Recent research on exemplary organic farms in the northeastern U.S.A. identified a vegetable and a grain farm with particularly successful systems. These farms achieve consistently good yields and have low weed, insect and pathogen problems, despite minimal off-farm inputs. The strategy of the proposed project is to demonstrate that these farming systems can be duplicated and compare them with improved systems worked out through collaboration between the farmers and researchers.

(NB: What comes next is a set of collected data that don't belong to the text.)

Issue #1997, opened 2024-07-08
Gitea mirror creation integration


JimMadge:
Integrate mirror creation in a user friendly way.

This could be,

- Minimal webapp for users to request repositories
- Minimal admin dashboard to view/approve requests
- Notification system (emails?)

jemrobinson:
Email is hard from inside Azure - you typically need a SendGrid subscription which you can then link to Azure.

JimMadge:
We could use Azure functions to run a simple script to create mirrors.

A HTTP trigger allows [passing variables as HTTP query parameters or in the body of a request](https://learn.microsoft.com/en-us/azure/azure-functions/functions-bindings-http-webhook-trigger?tabs=python-v2%2Cisolated-process%2Cnodejs-v4%2Cfunctionsv2&pivots=programming-language-python#example).

JimMadge:
Looking at the Azure Functions docs. It looks like not all plans [support virtual networking](https://learn.microsoft.com/en-us/azure/azure-functions/functions-scale) which I think will be essential for us.

The Consumption plan does not support virtual networking, so I think that is out of the question.
Flex Consumption does, and has the nice feature of Consumption that it can scale to 0 instances and bills by usage, but is in preview.
Functions Premium and App Service (Dedicated Plan) both mean that at least 1 instance must always be deployed.
App Service would likely make sense if we also want to host webapps in the future as they can be hosted on the same resources.

App Service might be the best solution long term then, as we may want to make a little webapp for requesting/approving mirrors.

[Billing docs](https://learn.microsoft.com/en-us/azure/azure-functions/functions-scale#billing)

PR #2008, opened 2024-07-10
WIP: Add mirror creation script

### LINKED ISSUE #1996: Automate Gitea mirror creation
Create functions to automate our code ingress process, probably using [Gitea API](https://docs.gitea.com/api/1.22/)

JimMadge:

Add Azure function apps to create read only mirrors in Gitea.

Closes #1996
Related to #1997


JimMadge:
Running this locally

```command
❯ http localhost:7071/api/create-mirror address=https://github.com/JimMadge/dotfiles name=dotfiles username=jim password=password
HTTP/1.1 200 OK
Content-Type: text/plain; charset=utf-8
Date: Wed, 10 Jul 2024 14:24:09 GMT
Server: Kestrel
Transfer-Encoding: chunked

Mirror successfully created
```

And the function environment output

```
[2024-07-10T14:24:07.542Z] Executing 'Functions.create_mirror' (Reason='This function was programmatically called via the host APIs.', Id=20e523e8-9ad1-4368-889a-0b463d0c39ed)
[2024-07-10T14:24:07.549Z] Request received.
[2024-07-10T14:24:07.549Z] parameters: address=https://github.com/JimMadge/dotfiles, name=dotfiles, password=password, username=jim
[2024-07-10T14:24:07.550Z] Sending request to create mirror.
[2024-07-10T14:24:10.173Z] Response status code: 201.
[2024-07-10T14:24:10.173Z] Sending request to configure mirror repo.
[2024-07-10T14:24:10.293Z] Response status code: 200.
[2024-07-10T14:24:10.297Z] Executed 'Functions.create_mirror' (Succeeded, Id=20e523e8-9ad1-4368-889a-0b463d0c39ed, Duration=2755ms)
```

JimMadge:
[this](https://github.com/pulumi/examples/blob/master/azure-ts-functions/index.ts) looks like a good reference for setting up a function app using Pulumi.
Note that the the app deployment needs some information you might need to construct from the `Outputs` of the storage account.

data_safe_haven/infrastructure/programs/sre/apps.py
```diff
@@ -107,4 +117,65 @@ def __init__(
...
+            server_farm_id=app_service_plan.id,
+            site_config=web.SiteConfig(
+                app_settings=[
+                    {"name": "runtime", "value": "python"},
+                    {"name": "FUNCTIONS_WORKER_RUNTIME", "value": "python"},
+                    {"name": "WEBSITE_RUN_FROM_PACKAGE", "value": blob_url},
+                    {"name": "FUNCTIONS_EXTENSION_VERSION", "value": "~4"},
+                ],
+            )
+        )
```
jemrobinson: Is there a reason we prefer the gitea mirror to run as a webapp rather than an ACI? Is it cheaper/easier/better in some other way to do this?

JimMadge: This part isn't the Gitea instance, it is a webapp that uses the Gitea API to create/delete mirrors.

I am hoping that using the Azure Functions framework we can avoid the complication of managing flask/fastapi/_etc._ and use Entra ID authentication.

JimMadge: Unless there is a reason not to, I think we should deploy all Gitea instances the same way.

JimMadge: Looking that that now, there might be a fair bit of work to either generalise the Gitea configuration or make a new Pulumi ComponentResource.

I think we will want the mirror instance to be fairly different,

- No login
- Browseable without login
- No registration
- No LDAP authentication

JimMadge:
Resources deploy. The webapp service is not able to fetch the app from storage though.

Using the connection url + SAS token gives,

```
error: ContentDecodingError: ('Received response with content-encoding: deflate, but failed to decode it.', error('Error -3 while decompressing data: invalid stored block lengths'))
```

Possibly a problem with the construction of that string, or the way data is uploaded to storage.

JimMadge:
Although, `wget` is able to fetch the zip for the SAS URL 😕.

JimMadge:
The connection string was needed to fetch and unpack the Zip from blob storage.
Pulumi ts examples showed how to do this.

Now there seems to be some trouble identifying the endpoints, so I'm taking a step back and looking at examples to see what needs to be done.

JimMadge:
The problem was likely using the v2 Python programming model, where as examples use the v1 model.

I couldn't find clear documentation on how to use the v2 model outside of deploying functions using Azure CLI, or examples of using the v2 model with Pulumi. Using the v1 model might be the most sensible thing for now.

JimMadge:
Following the v1 model directory structure means the functions get recognised and registered.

The goals of the project are
  1. to improve the overall health and profitability of organic farms, especially during transition and the first few succeeding years,

  2. to determine experimentally how organic soil and nutrient management affects weed, insect and pathogen pressure and

  3. to develop these cropping systems experiments as "living laboratory courses" for training extension personnel and deepening the understanding of organic farmers about their systems.
The vegetable and grain systems experiments and an on-farm nutrient study will regularly be sampled for soil nutrients, soil physical structure, soil biota, insect pests and beneficials, and weeds. Specific hypotheses on the relation of soil nutrients and soil physical conditions to weeds, insects and plant pathogens will be assessed through bioassays and micro-plot experiments. The system experiments will be used as field teaching laboratories in conjunction with web based learning modules to train extension personnel in organic systems and to broaden the knowledge of organic farmers.